Please copy out every line of the data word for word.

> **Records supplied**
○ ○ ○ ○
PR #1623, opened 2023-03-01
Add unmaintained advisory for ncollide

damienrg:
There is no activity since March 2022 and the maintainer has advised that this crate is passively-maintained since January 2021.

### DIFF
--- a/crates/ncollide2d/RUSTSEC-0000-0000.md
+++ b/crates/ncollide2d/RUSTSEC-0000-0000.md
@@ -1,0 +1,15 @@
+```toml
+[advisory]
+id = "RUSTSEC-0000-0000"
+package = "ncollide2d"
+date = "2021-01-29"
+url = "https://github.com/dimforge/ncollide"
+informational = "unmaintained"
+
+[versions]
+patched = []
+```
+# ncollide2d is unmaintained
+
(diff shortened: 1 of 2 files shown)


pinkforest:
Thanks for the contribution -

We reserve unmaintained PR's only for completely unreachable maintainers or where there is prospect that security fixes would not get merged.

Passive maintenance alone as such does not directly imply that security fixes don't get merged.

We did previously have sodiumoxide crate on which was in passive maintenance mode but since it was a crypto crate we treated it differently - but only after lengthy observation period and other issues it was facing.

Therefore I recommend for now closing this since the maintainer has for now promised to passively maintain this crate which does not involve any security critical components e.g. cryptography etc. and where the maintainer has not been unreachable and where the maintainer has not explicitly signaled that the crate is completely deprecated.

If the maintainer wishes to signal that we can announce this via warning via RustSec then we can also do this but we need the maintainer consent in this case or period of observation (90 days) where the maintainer does not confirm whether security issues via maintenance are not handled - e.g. it would be a good idea to post explicit question and @ping the maintainer in the repository.

sebcrozet:
Hey! Maintainer of  `ncollide` here. I dont consider `ncollide` as being maintained now that my focus is on its replacement `parry`. I’ll update the crates status as unmaintained soon.

Issue #1209, opened 2022-03-08
`maligned::align_first` is unsound


kyrias:
The [`align_first`](https://docs.rs/maligned/latest/maligned/fn.align_first.html) function of the `maligned` crate manually allocates with an alignment larger than `T`, and then uses `Vec::from_raw_parts` on that allocation to get a `Vec<T>`.

As per the [stdlib documentation](https://doc.rust-lang.org/std/vec/struct.Vec.html#method.from_raw_parts) this violates the `GlobalAlloc::dealloc` safety contract and causes undefined behaviour, since the allocation has to have the exact same allocation as `T`.

pinkforest:
_This crate has 15,247 downloads all time, ~25 average daily downloads supposedly affected versions._

Seems there are couple of open issues too and the repo hasn't moved for a while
○ ○ ○ ○
> **Solution below**
PR #1623, opened 2023-03-01
Add unmaintained advisory for ncollide

damienrg:
There is no activity since March 2022 and the maintainer has advised that this crate is passively-maintained since January 2021.

### DIFF
--- a/crates/ncollide2d/RUSTSEC-0000-0000.md
+++ b/crates/ncollide2d/RUSTSEC-0000-0000.md
@@ -1,0 +1,15 @@
+```toml
+[advisory]
+id = "RUSTSEC-0000-0000"
+package = "ncollide2d"
+date = "2021-01-29"
+url = "https://github.com/dimforge/ncollide"
+informational = "unmaintained"
+
+[versions]
+patched = []
+```
+# ncollide2d is unmaintained
+
(diff shortened: 1 of 2 files shown)


pinkforest:
Thanks for the contribution -

We reserve unmaintained PR's only for completely unreachable maintainers or where there is prospect that security fixes would not get merged.

Passive maintenance alone as such does not directly imply that security fixes don't get merged.

We did previously have sodiumoxide crate on which was in passive maintenance mode but since it was a crypto crate we treated it differently - but only after lengthy observation period and other issues it was facing.

Therefore I recommend for now closing this since the maintainer has for now promised to passively maintain this crate which does not involve any security critical components e.g. cryptography etc. and where the maintainer has not been unreachable and where the maintainer has not explicitly signaled that the crate is completely deprecated.

If the maintainer wishes to signal that we can announce this via warning via RustSec then we can also do this but we need the maintainer consent in this case or period of observation (90 days) where the maintainer does not confirm whether security issues via maintenance are not handled - e.g. it would be a good idea to post explicit question and @ping the maintainer in the repository.

sebcrozet:
Hey! Maintainer of  `ncollide` here. I dont consider `ncollide` as being maintained now that my focus is on its replacement `parry`. I’ll update the crates status as unmaintained soon.

Issue #1209, opened 2022-03-08
`maligned::align_first` is unsound


kyrias:
The [`align_first`](https://docs.rs/maligned/latest/maligned/fn.align_first.html) function of the `maligned` crate manually allocates with an alignment larger than `T`, and then uses `Vec::from_raw_parts` on that allocation to get a `Vec<T>`.

As per the [stdlib documentation](https://doc.rust-lang.org/std/vec/struct.Vec.html#method.from_raw_parts) this violates the `GlobalAlloc::dealloc` safety contract and causes undefined behaviour, since the allocation has to have the exact same allocation as `T`.

pinkforest:
_This crate has 15,247 downloads all time, ~25 average daily downloads supposedly affected versions._

Seems there are couple of open issues too and the repo hasn't moved for a while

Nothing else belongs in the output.